*** Opening of Records supplied ***

PR #2561, opened 2019-07-22
Fix alteration enrichemnts when case of all groups are altered

kalletlak:
# What? Why?
Frontend changes for https://github.com/cBioPortal/cbioportal/issues/6395

Backend enrichments api wont be sending p-value when cases of all groups(>2) are altered. In this case p-value and q-value is are shown as `NA` in the table.

### DIFF
--- a/src/pages/resultsView/enrichments/AlterationEnrichmentsTable.tsx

*** Close of Records supplied ***

Copy each line of the entries that includes the word "case".

Fix alteration enrichemnts when case of all groups are altered
Backend enrichments api wont be sending p-value when cases of all groups(>2) are altered. In this case p-value and q-value is are shown as `NA` in the table.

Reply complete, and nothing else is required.